WSJ: The Dow Jones Prestige Champagne Index
In a blind tasting of the more widely available prestige Champagnes — the special and expensive wines that are showcases for Champagne houses — these were our favourites. In each case, we tasted either the newest release or the release that is most widely available. All of these are Brut, which means they are dry (the Bollinger is Extra Brut). The prices listed here are generally representative, but prices on these vary tremendously. It’s worth shopping around.

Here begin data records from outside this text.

PR #553, opened 2022-06-09
Drop NAT Gateway

BryanQuigley:
We can just use a public subnet, but have RDS (or anything else) not accessible via:
https://docs.aws.amazon.com/AmazonRDS/latest/UserGuide/USER_VPC.WorkingWithRDSInstanceinaVPC.html#USER_VPC.Hiding

We do have an IPv4 address assigned to the ECS cluster tasks (it's free as long as it's running  From what I can tell we have default IP limit of 5 per AWS account and if some somehow don't get released properly we can incur charges at 0.005 an hour ($3.65 a month).  Total possible costs if things go poorly would be ~$14.60 (for 4 IPs) per month vs $65 guaranteed for NAT gateway.  

### Checklist

## Testing Instructions

 * Ensure sign in to app and admin works
 * Rollbar works (but can test again)

### DIFF
--- a/deployment/terraform-django/app.tf
+++ b/deployment/terraform-django/app.tf
@@ -6,7 +6,7 @@ resource "aws_security_group" "alb" {
   vpc_id = aws_vpc.default.id
 
   tags = {
-    Name        = "sg${local.short}AppLoadBalancer"
+    Name = "sg${local.short}AppLoadBalancer"
   }
 }
 
@@ -15,7 +15,7 @@ resource "aws_security_group" "app" {
   vpc_id = aws_vpc.default.id
 
   tags = {
-    Name        = "sg${local.short}AppEcsService",
+    Name = "sg${local.short}AppEcsService",
   }
 }
 
@@ -25,10 +25,10 @@ resource "aws_security_group" "app" {
 resource "aws_lb" "app" {
   name            = "alb${local.short}App"
   security_groups = [aws_security_group.alb.id]
-  subnets         = aws_subnet.public.*.id
+  subnets         = aws_subnet.main.*.id
 
   tags = {
-    Name        = "alb${local.short}App"
+    Name = "alb${local.short}App"
   }
 }
 
@@ -51,7 +51,7 @@ resource "aws_lb_target_group" "app" {
   target_type = "ip"
 
   tags = {
-    Name        = "tg${local.short}App"
+    Name = "tg${local.short}App"
   }
 }
 
@@ -123,7 +123,7 @@ resource "aws_ecs_task_definition" "app" {
   })
 
   tags = {
-    Name        = "${local.short}App",
+    Name = "${local.short}App",
   }
 }
 
@@ -141,9 +141,11 @@ resource "aws_ecs_service" "app" {
   enable_execute_command = true
   force_new_deployment   = true
 
+
   network_configuration {
-    security_groups = [aws_security_group.app.id]
-    subnets         = aws_subnet.private.*.id
+    security_groups  = [aws_security_group.app.id]
+    subnets          = aws_subnet.main.*.id
+    assign_public_ip = true
   }
 
   load_balancer {
@@ -191,7 +193,7 @@ resource "aws_ecs_task_definition" "app_cli" {
   })
 
   tags = {
-    Name        = "${local.short}AppCLI",
+    Name = "${local.short}AppCLI",
   }
 }
 
--- a/deployment/terraform-django/database.tf
+++ b/deployment/terraform-django/database.tf
@@ -4,10 +4,10 @@
 resource "aws_db_subnet_group" "default" {
   name        = var.rds_database_identifier
   description = "Private subnets for the RDS instances"
-  subnet_ids  = aws_subnet.private.*.id
+  subnet_ids  = aws_subnet.main.*.id
 
   tags = {
-    Name        = "dbsngDatabaseServer"
+    Name = "dbsngDatabaseServer"
   }
 }
 
@@ -28,6 +28,7 @@ resource "aws_db_instance" "postgresql" {
   final_snapshot_identifier  = var.rds_final_snapshot_identifier
   skip_final_snapshot        = var.rds_skip_final_snapshot
   copy_tags_to_snapshot      = var.rds_copy_tags_to_snapshot
+  publicly_accessible        = false
   multi_az                   = var.rds_multi_az
   storage_encrypted          = var.rds_storage_encrypted
   vpc_security_group_ids     = [aws_security_group.postgresql.id]
@@ -42,7 +43,7 @@ resource "aws_security_group" "postgresql" {
   vpc_id = aws_vpc.default.id
 
   tags = {
-    Name        = "sgDatabaseServer",
+    Name = "sgDatabaseServer",
   }
 }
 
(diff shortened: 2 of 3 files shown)


deployment/terraform-django/app.tf
```diff
@@ -15,7 +15,7 @@ resource "aws_security_group" "app" {
   vpc_id = aws_vpc.default.id
 
   tags = {
-    Name        = "sg${local.short}AppEcsService",
+    Name = "sg${local.short}AppEcsService",
```
ddohler, line 18: I double-checked this and it looks like it only allows inbound traffic from the load balancer, which seems right to me if we're placing the application instances in a public subnet.

deployment/terraform-django/app.tf
```diff
@@ -141,9 +141,11 @@ resource "aws_ecs_service" "app" {
   enable_execute_command = true
   force_new_deployment   = true
 
+
   network_configuration {
-    security_groups = [aws_security_group.app.id]
-    subnets         = aws_subnet.private.*.id
+    security_groups  = [aws_security_group.app.id]
+    subnets          = aws_subnet.public.*.id
+    assign_public_ip = true
```
ddohler, line 148: What happens if we set this to `false`? Right now I'm not seeing a public IP allocated to the running task, but I don't know if the attempted CI deploy may have messed things up from the way you had set them up while testing.
Screen Shot 2022-06-10 at 12 37 14

But anyway I'm curious what breaks (if anything) if this is false.

deployment/terraform-django/database.tf
```diff
@@ -4,10 +4,10 @@
 resource "aws_db_subnet_group" "default" {
   name        = var.rds_database_identifier
   description = "Private subnets for the RDS instances"
-  subnet_ids  = aws_subnet.private.*.id
+  subnet_ids  = aws_subnet.public.*.id
```
ddohler: Can the private and public subnets talk to one another? I assume they should be able to but my mental model of networking inside a VPC is a bit fuzzy. But I'm wondering if we could keep the private subnet around but just take the NAT Gateway off of it. That way we could get the cost savings but maintain availability of a private subnet for things like RDS that don't need internet access.

deployment/terraform-django/app.tf
ddohler: A further thought: it looks like we might be able to achieve the same goal while keeping the application instances in the private subnet by expanding our use of VPC endpoints. https://docs.aws.amazon.com/vpc/latest/privatelink/create-interface-endpoint.html . My thinking is that while this application in particular doesn't store sensitive information, some applications we work on do and those clients may not be comfortable with the use of public subnets, so if we're looking for a general, NAT-less solution we may want to stick with private subnets (even though I think the current solution is fine for this particular project; the security groups keep them from being wide open to the world).

The main downside to a VPC endpoint that I can see is that they're not free. However, they're a lot cheaper than NAT Gateways because they cost $0.01/hr + $0.01/GB compared to $0.045/hr + $0.045/GB. The other downside is that they're more complicated -- we'll have to pick and choose based on the services used by each project if we don't want to get charged unnecessarily.

ddohler (commented):
This is looking good! I had some questions about specific details but I think this seems like a good way to cut hosting costs.

deployment/terraform-django/app.tf
BryanQuigley: It did have Public IP previously - two things that break would be rollbar and ECR access (although that is likely fixable with VPC Endpoints)

It was not obvious to me that you could actually make VPC endpoints for rollbar or non-AWS services.

ddohler: Oops, no, I just forgot about Rollbar 🤦 So this may be a situation where there's not a good one-size-fits-all solution, because yeah I don't see a way to connect to Rollbar from inside a VPC without a NAT Gateway.

deployment/terraform-django/database.tf
BryanQuigley: That's similar to what I originally tried:
LB/ECS on public subnet
ECS/RDS on private subnet

I couldn't get the terraform to work with having ECS on both.

I just don't see the benefit to us for the increased complexity. With AWS public subnets we get effectively the ability to say on an instance by instance based if we want it to have a public IP or not.  Otherwise they only get private IPs. (Effectively we get two subnets with a public subnet)

ddohler: Okay, got it, so if I'm understanding right, a private subnet is one which:
1. Has no default route that routes to an internet gateway. Therefore outgoing access to non-private IPs is impossible.
2. May optionally have a default route to a NAT gateway, which then provides outgoing access to non-private IPs, but via NAT rather than plain old IP.

A public subnet is one which:
1. Has a default route to an internet gateway. Therefore outgoing access to non-private IPs is possible, subject to security group rules.
2. May assign a public IP to resources, which additionally allows incoming traffic, subject to security group rules.

One thing I'm confused about with the public subnets, assuming I'm thinking about it the right way, is how they're providing public internet access without either NAT or public IP addresses. I'm curious what happens if you `curl whatismyip.com` from inside an instance with no public IP? If there's a NAT Gateway then I know to expect the IP of the NAT Gateway to be reported, but I'm not sure what to expect in the case where there's only an internet gateway but there isn't a public IP address. Is AWS in fact assigning public IPs but just rotating them so that they're not static? If you discover the current IP address of a resource with no public IP address, can you then send unsolicited traffic to it until the IP address changes? (subject to the security group, of course)

If it's "they do have public IPs but not _static_ public IPs" then I can understand the recommendation to put things in a private subnet, since things in a public subnet could in that case receive incoming traffic from bots that are scanning subnets looking for vulnerable hosts and the only remaining line of defense would be a properly-crafted security group.

It'd be helpful to know if that was true, but in this case we have the security groups set up such that the app servers reject all traffic except from their own load balancer, so we should be okay.

BryanQuigley: Will test it to confirm, but an Internet gateway only works with those that have public IPs. (https://docs.aws.amazon.com/vpc/latest/userguide/VPC_Internet_Gateway.html)

Also renamed to the subnet to be just "main" cause public/private is not actually properly descriptive given the above.

BryanQuigley: Oh, failed to test this because, without public IP it can't access ECR to pull the image it needs.  With the public IP it works.

I did find an alternative that would let us get away from needing public IPs for the containers - Egress only internet gateways using IPv6- https://docs.aws.amazon.com/vpc/latest/userguide/egress-only-internet-gateway.html.  That's likely the best long term option - but I don't think that's worth pursuing for echo.

ddohler: Cool, yeah, everything is clear now. My concluding high-level thoughts are that:
1. This is a good option for reducing costs on low-traffic, low-resource sites like this. NAT Gateways shouldn't double our hosting costs.
2. Even for low-traffic sites we may get client pushback if "security" is a concern because of the requirement for public IPs in this solution.
3. This is maybe another indication that a different provider like Digital Ocean or Heroku might be more appropriate for these types of sites?
4. I really like the sound of the IPv6 egress-only gateways and hope we can find a way to make that work on future projects because it sounds like it combines the best of both solutions (that is, it achieves low cost without requiring us to allocate static public IP addresses).

ddohler (approved):
Thanks for putting this together and answering my many questions!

‘Blanc des Millénaires Blanc de Blancs’ 1995
Delicious. Best of tasting and best value. A significant wine, with gravitas, like a big upright bass, humming soulfully down deep but making you want to swing at the same time. Good bubbles and a ripe acidity that add life and lift. Great fruit, mushrooms and a long, yeasty finish. Serious wine at a seriously good price.
Bollinger R.D. 1996
Very Good/Delicious. Dark, rich, golden colour, with languid bubbles — and that’s how it tastes, too. Classy wine, big yet filled with life. We love R.D., but be prepared: This is not a light-hearted wine, but a thoughtful one, the kind of wine with which to reflect on the past year.
Veuve Clicquot Ponsardin
La Grande Dame 1998
Very Good/Delicious. Classy and elegant. Brioche, honey, great acidity and ripe fruit, all in proportion, with a clean, fresh finish and particularly lovely bubbles. A lovely lightness about it. Clearly a wine of terrific pedigree. In our blind tastings over more than a decade, this is the only top Champagne that has been among our favourites every time. It’s a can’t-miss wine.
Blanc de Blancs 1998
Very Good/Delicious. Toast, roasted almonds and plenty of lemon, with a touch of oily weight yet clean and crisp. A complete wine. Very interesting and different, with a nice balance of yeast and liveliness. You could drink it all night, both with and without food. It would make any dish sing — as well as any guest. We also liked Grande Cuvée Brut 1996 ($249.99).
G.H. Mumm Cuvée R.
Very Good. Mumm’s new entry into this category — replacing René Lalou, last made in the 1985 vintage — is celebratory and fun, with bracing acidity and a particularly lovely, long finish. Not as elegant as some; the bubbles are a bit aggressive at first, but then they calm down and deliver a real crowd-pleaser. Everyone would like this and it would be drunk lustily.
Krug Grande Cuvée Brut
Very Good. Rich and authentic, very much the real thing, with some mushrooms, a hint of lemon curd and a thought-provoking depth from age. It’s a bit somber, but beautifully made. This has been a favourite of connoisseurs — and other winemakers — for many years because it gets everything right but isn’t showy.
Palmes d’Or 1997
Very Good. We disagree about this just about every year and, once again, Dottie found it sober, relaxed, elegant and wise, while John found it somewhat clumsy, with tutti-frutti overtones. In any event, it’s clearly a wine of some weight and presence.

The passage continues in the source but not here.